* **YOUR ASSIGNMENT**
Where does the word "logic" occur in the data below? Copy each line that holds it.

* **RECORDS PROVIDED**
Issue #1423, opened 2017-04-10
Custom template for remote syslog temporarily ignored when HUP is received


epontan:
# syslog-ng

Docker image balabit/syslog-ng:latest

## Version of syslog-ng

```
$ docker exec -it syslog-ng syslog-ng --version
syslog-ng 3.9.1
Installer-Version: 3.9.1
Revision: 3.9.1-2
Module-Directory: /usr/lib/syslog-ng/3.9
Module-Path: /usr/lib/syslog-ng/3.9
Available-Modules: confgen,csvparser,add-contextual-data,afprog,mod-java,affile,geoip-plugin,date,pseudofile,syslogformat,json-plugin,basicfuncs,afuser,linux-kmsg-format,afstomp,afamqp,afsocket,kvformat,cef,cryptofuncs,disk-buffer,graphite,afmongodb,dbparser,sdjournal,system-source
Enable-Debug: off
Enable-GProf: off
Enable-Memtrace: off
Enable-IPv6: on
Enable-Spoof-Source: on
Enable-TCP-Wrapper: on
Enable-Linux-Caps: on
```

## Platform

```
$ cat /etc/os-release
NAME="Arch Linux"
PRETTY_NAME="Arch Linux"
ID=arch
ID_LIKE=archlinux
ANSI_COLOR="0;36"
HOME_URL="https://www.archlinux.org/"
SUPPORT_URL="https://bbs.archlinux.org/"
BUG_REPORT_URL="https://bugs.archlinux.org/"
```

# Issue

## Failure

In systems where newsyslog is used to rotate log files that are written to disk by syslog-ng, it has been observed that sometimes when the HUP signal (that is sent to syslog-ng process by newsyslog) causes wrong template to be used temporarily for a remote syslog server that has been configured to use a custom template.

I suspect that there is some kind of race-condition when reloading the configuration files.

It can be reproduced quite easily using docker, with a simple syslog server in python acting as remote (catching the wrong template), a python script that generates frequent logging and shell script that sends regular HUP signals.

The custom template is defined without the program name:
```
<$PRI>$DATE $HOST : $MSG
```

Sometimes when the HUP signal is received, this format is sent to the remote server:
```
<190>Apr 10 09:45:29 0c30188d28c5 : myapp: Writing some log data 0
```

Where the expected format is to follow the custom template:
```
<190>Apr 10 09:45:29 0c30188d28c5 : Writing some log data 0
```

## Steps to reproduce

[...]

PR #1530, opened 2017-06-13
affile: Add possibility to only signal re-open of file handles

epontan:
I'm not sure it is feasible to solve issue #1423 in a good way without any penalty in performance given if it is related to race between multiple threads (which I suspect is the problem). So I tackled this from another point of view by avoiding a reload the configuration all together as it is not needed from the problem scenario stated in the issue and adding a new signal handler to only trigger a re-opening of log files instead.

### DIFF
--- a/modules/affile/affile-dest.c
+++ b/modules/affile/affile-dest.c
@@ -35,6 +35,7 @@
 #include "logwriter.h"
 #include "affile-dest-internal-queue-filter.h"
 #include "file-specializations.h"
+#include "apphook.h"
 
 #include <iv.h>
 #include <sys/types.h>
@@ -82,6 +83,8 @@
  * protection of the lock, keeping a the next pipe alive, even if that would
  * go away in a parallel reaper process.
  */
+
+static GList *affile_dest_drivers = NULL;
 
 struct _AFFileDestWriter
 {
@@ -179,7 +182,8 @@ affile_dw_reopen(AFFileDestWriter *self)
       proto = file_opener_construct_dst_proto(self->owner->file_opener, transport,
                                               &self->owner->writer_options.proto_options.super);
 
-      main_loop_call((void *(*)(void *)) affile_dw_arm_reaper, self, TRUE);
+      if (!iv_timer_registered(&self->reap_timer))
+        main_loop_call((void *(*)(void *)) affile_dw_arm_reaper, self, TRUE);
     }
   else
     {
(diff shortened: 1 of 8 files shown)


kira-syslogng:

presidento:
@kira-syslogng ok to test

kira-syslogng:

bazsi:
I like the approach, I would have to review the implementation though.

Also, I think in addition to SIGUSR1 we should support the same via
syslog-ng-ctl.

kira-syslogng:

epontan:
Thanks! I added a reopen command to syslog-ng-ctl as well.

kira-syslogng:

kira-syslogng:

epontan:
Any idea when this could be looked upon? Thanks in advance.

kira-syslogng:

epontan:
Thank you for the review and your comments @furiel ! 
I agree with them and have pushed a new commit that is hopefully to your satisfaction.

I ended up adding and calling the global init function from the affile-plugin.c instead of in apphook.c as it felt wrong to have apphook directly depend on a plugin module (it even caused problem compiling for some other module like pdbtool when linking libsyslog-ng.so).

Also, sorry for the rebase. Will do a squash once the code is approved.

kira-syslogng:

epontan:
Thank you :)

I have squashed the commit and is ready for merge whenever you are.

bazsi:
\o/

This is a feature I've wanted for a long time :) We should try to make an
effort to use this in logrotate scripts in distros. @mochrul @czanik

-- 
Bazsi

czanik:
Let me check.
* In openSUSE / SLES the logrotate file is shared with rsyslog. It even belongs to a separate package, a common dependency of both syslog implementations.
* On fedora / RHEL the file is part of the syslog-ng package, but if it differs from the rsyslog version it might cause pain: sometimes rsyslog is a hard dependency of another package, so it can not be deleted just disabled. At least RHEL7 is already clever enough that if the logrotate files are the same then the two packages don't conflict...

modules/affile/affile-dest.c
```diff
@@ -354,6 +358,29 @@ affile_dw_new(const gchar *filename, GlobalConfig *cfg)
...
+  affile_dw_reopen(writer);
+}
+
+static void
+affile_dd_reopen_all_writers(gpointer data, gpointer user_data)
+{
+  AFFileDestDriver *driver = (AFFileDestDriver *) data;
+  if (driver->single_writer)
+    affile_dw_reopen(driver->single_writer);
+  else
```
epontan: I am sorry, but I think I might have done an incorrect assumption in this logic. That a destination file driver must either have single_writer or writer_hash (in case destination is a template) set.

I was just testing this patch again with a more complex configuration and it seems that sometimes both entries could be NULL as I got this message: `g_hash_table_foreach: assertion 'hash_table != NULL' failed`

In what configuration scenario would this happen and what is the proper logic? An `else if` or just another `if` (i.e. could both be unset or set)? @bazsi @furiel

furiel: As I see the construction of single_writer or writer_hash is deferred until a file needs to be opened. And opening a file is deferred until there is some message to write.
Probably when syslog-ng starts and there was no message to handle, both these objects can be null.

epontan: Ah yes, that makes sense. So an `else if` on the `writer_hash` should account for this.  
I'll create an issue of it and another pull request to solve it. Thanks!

* **WRITTEN ANSWER**
epontan: I am sorry, but I think I might have done an incorrect assumption in this logic. That a destination file driver must either have single_writer or writer_hash (in case destination is a template) set.
In what configuration scenario would this happen and what is the proper logic? An `else if` or just another `if` (i.e. could both be unset or set)? @bazsi @furiel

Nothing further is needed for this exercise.